PR #809, opened 2015-08-03
Add errcode package docs

duglin:

### DIFF
--- a/registry/api/errcode/doc.go
+++ b/registry/api/errcode/doc.go
@@ -1,0 +1,69 @@
+// Package errcode provides a toolkit for defining and assigning error
+// codes to HTTP API responses. An ErrorCode is identified globally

### WHAT YOU SHOULD DO
Each line of the records should be transcribed without change.

### RESPONSE FOR THIS EXERCISE
PR #809, opened 2015-08-03
Add errcode package docs

duglin:

### DIFF
--- a/registry/api/errcode/doc.go
+++ b/registry/api/errcode/doc.go
@@ -1,0 +1,69 @@
+// Package errcode provides a toolkit for defining and assigning error
+// codes to HTTP API responses. An ErrorCode is identified globally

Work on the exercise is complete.